Baby Love.

“I had a dream & I heard music & there were children standing around, but no one was dancing. I asked a little girl, why not? & she said they didn’t know how, or maybe they used to but they forgot & so I started to hop up & down & the children asked me, Is that dancing? & I laughed & said, no, that’s hopping, but at least it’s a start & soon everyone was hopping & laughing & it didn’t matter any more that no one was dancing.”

Week 7: Child Development

This week was SO beautiful for me, definitely in part due to the beautiful-ness in our teacher Leslie Freeman.  Leslie’s husband Scott taught us last week, and everything we covered last week about our God of Love and Justice spilled into this week as well, as we talked about the development of children and also children with disabilities.  Scott and Leslie have four sons: Kai, Ezra, Jude, and Koa, which made for lots of fun stories from them both, and definitely lots of wisdom from Leslie about the things she taught us, especially discipline.

I decided a long time ago that I would never spank my children, but my dilemma since then has been one of trying to figure out how to raise respectful kids while “sparing the rod.”  Lucky for me Leslie doesn’t believe in spanking either, and had lots of information about effective discipline.  The most important concept I took from that is that it’s scientifically proven that when children are afraid, their ability to learn stops.  When a parent puts fear into a situation by using physical discipline, or the threat of physical discipline, the child is actually unable to learn from that experience.  Leslie explained that instead of spankings or time-outs, she has time-ins on the couch, where she talks about what happened with her child and why it’s not okay to do what they did.  She also explained to us that when a child is too young to have a conversation with on the couch, they are also too young to have the ability to connect their actions with the punishment, so they won’t understand that they are being spanked because of their actions, they’ll only understand that they can’t trust their parent not to hurt them.

Interesting, right?

My very favorite thing that Leslie talked about is Attachment.  This is the theory that it is essential for babies to develop a secure relationship with at least one primary caregiver in order for them to develop normally.  A securely attached child will actually develop into a more independent adult, because they will feel safe to explore their world.  A secure attachment between a mother and her baby develops when the mom consistently meets the infant’s needs, which is why leaving a baby to cry is never ever EVER a good idea, because from that they will learn that what they have to say (through their cry) isn’t important, and that they can’t trust their parent to respond to them consistently.  Furthermore, the attachment relationship is a foundation on which every other relationship a child develops through their life will build upon.  Leslie told us passionately, “I am convinced that attachment is the heart of God.”  Why?  God’s intention for families is that they would model for a child the Love of Himself.  God wants to build a solid relationship with us, by consistently being there for us, and the more secure we are in our relationship with Him… the safer we will feel to live our lives, and the healthier our relationships will be with others.  It is SO interesting to me, and soon our school will have an entire week on attachment disorders.
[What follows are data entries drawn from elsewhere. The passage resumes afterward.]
PR #1371, opened 2024-05-05
Updated to Worker 0.2.0, Fixed an example and a minor issue

spigaz:


haaawk:
Thanks for your contribution @spigaz! Could you please say some more about what was wrong with the path?

image

haaawk:
I extracted non-controversial part to https://github.com/tursodatabase/libsql/pull/1604
and controversial part to https://github.com/tursodatabase/libsql/pull/1605
I will merge the non-controversial part and let's keep discussing the controversial one

spigaz:
> Could you please say some more about what was wrong with the path?

To be honest I don't remember, I was trying to get this example running:
https://github.com/spigaz/workers-rs-axum-tursodb

Normally it should be something obvious, otherwise I would have commented it.

I can try to figure that out latter today with the example, but if you try and you just can't, I believe you can simply ignore it.

PR #1374, opened 2024-05-06
Support multiple jwt keys for authentication

david-mccullars:
Modify the auth strategy for libsql-server to support multiple JWT keys. This will allow server administrators to more gracefully rotate keys by adding new keys without having to remove old ones simultaneously. Once all clients have been migrated to using new keys, the old one can be safely removed.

Leslie told us that 5 year old Ezra processes things by singing songs he makes up to himself when he thinks that nobody is around, but she’ll write down the lyrics when she overhears him, and she sang us part of one of his songs, and it’s been making me laugh for days: “God is so big and so awesome and so great… and my brothers hit me sometimes and it hurts a lot, just like God dying on the cross… ”

I’ve been learning lots of facts in these months, and my favorite from this week is that newborns can only see 8-10 inches in front of them, which is the exact length between the faces of a mom and baby when baby is being breastfed.  Which has made me think a lot about how perfectly God has designed us, and with how much intention He created motherhood.  I’m reading the book “Why Not Women?” by Loren Cunningham, which explains in great depth the attitude Greeks, Romans, and even Jews had towards women when Jesus lived.  Because of the way women were portrayed in Greek and Roman mythology, women were usually viewed as evil, worthless, and sub-human, even by their husbands.  This week we talked about how much newborns need their MOM, and how in the first months of life the mother/baby relationship is the most important for the child.  I’ve been thinking how beautiful and redeeming it must have been for those oppressed women then, and even still now, that while most of society said “you are nothing” they would know that to their child they were literally everything.

The only downside to this week is that now.. I’m craving babies more than usual = ) ahaha.